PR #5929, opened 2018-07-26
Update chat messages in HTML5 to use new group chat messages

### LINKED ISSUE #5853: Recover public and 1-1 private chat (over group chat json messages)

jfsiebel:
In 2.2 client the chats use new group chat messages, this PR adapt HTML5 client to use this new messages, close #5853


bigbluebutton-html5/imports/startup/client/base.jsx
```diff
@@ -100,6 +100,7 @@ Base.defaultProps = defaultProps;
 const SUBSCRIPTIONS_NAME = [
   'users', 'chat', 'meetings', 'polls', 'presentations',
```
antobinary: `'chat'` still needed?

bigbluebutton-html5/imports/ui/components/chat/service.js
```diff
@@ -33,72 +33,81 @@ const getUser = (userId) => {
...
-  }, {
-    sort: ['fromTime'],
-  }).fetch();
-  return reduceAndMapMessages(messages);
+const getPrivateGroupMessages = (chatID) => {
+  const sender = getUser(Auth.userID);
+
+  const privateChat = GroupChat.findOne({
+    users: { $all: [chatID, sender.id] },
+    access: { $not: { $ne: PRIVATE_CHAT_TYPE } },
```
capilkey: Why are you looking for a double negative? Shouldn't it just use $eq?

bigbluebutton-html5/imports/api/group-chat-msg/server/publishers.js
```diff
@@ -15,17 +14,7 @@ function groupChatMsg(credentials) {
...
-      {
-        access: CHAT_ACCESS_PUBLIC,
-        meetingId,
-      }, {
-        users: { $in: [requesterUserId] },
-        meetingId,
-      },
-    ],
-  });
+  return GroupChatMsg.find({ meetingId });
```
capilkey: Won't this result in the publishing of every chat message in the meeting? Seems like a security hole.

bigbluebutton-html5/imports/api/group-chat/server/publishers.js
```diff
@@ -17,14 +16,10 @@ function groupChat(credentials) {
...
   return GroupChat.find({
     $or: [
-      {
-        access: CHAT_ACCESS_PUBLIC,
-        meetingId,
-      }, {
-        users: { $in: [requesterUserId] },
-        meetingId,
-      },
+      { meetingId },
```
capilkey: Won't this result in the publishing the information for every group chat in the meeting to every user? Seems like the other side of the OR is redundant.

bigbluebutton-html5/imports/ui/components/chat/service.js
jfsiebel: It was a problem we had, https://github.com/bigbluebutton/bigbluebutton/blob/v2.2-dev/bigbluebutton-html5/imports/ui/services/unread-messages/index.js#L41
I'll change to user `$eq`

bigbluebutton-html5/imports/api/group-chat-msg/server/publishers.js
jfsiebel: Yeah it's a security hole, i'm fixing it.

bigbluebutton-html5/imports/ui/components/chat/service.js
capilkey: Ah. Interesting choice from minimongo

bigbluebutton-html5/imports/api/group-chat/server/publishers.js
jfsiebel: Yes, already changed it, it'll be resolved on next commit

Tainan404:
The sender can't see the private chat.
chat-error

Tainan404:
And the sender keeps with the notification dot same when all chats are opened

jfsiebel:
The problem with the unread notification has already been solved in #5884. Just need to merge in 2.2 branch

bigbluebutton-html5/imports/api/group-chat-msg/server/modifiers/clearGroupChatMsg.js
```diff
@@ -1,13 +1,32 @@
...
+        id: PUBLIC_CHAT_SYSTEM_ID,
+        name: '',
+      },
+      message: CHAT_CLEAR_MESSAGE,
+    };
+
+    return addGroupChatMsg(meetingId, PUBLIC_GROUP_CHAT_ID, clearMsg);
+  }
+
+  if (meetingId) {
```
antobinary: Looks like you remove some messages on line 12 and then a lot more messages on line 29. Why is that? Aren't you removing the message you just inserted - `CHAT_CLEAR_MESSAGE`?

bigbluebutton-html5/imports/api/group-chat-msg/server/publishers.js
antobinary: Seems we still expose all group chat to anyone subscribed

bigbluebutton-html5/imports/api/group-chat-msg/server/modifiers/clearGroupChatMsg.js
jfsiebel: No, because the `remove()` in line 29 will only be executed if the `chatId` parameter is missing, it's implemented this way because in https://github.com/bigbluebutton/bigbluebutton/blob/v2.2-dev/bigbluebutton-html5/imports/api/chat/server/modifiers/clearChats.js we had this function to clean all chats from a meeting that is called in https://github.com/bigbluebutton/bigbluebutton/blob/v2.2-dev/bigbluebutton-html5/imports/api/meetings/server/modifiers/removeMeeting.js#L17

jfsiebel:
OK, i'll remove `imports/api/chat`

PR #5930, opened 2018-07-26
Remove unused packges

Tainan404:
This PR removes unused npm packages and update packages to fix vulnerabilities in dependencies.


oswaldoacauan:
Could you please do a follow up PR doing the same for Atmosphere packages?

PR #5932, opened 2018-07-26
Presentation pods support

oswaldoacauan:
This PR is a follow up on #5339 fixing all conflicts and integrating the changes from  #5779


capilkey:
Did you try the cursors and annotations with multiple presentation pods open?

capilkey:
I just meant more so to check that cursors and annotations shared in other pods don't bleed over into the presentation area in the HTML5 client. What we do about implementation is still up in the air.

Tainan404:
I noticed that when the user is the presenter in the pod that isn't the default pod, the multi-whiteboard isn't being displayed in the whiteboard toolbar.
* * *
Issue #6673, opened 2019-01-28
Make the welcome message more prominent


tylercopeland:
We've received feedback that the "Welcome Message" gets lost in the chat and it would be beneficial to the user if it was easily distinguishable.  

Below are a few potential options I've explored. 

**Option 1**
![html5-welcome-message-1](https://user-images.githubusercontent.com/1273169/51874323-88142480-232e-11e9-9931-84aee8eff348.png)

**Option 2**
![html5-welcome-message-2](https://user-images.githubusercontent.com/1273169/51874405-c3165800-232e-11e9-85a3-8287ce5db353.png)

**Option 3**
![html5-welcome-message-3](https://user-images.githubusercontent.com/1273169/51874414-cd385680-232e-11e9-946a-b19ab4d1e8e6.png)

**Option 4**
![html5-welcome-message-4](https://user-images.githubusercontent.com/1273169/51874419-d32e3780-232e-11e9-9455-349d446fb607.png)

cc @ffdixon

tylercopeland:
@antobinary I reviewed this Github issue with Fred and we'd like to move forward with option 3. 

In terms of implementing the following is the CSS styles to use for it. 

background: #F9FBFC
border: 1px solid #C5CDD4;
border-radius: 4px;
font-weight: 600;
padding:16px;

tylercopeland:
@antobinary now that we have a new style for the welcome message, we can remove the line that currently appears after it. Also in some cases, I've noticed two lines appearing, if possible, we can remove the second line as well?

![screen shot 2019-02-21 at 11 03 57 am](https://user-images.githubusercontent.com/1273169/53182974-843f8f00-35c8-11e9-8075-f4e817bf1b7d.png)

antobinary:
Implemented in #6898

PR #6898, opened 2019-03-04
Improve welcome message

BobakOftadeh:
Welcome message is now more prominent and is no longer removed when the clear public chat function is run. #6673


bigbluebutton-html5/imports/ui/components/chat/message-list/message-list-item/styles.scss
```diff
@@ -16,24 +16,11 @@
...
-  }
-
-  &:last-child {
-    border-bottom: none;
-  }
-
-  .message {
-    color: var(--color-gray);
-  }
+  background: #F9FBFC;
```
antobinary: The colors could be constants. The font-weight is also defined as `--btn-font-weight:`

» **AIM OF THE TASK**
Task for the records above: copy every line in which the word "images" occurs.

» **THE COMPLETED TASK**
![html5-welcome-message-1](https://user-images.githubusercontent.com/1273169/51874323-88142480-232e-11e9-9931-84aee8eff348.png)
![html5-welcome-message-2](https://user-images.githubusercontent.com/1273169/51874405-c3165800-232e-11e9-85a3-8287ce5db353.png)
![html5-welcome-message-3](https://user-images.githubusercontent.com/1273169/51874414-cd385680-232e-11e9-946a-b19ab4d1e8e6.png)
![html5-welcome-message-4](https://user-images.githubusercontent.com/1273169/51874419-d32e3780-232e-11e9-9455-349d446fb607.png)
![screen shot 2019-02-21 at 11 03 57 am](https://user-images.githubusercontent.com/1273169/53182974-843f8f00-35c8-11e9-8075-f4e817bf1b7d.png)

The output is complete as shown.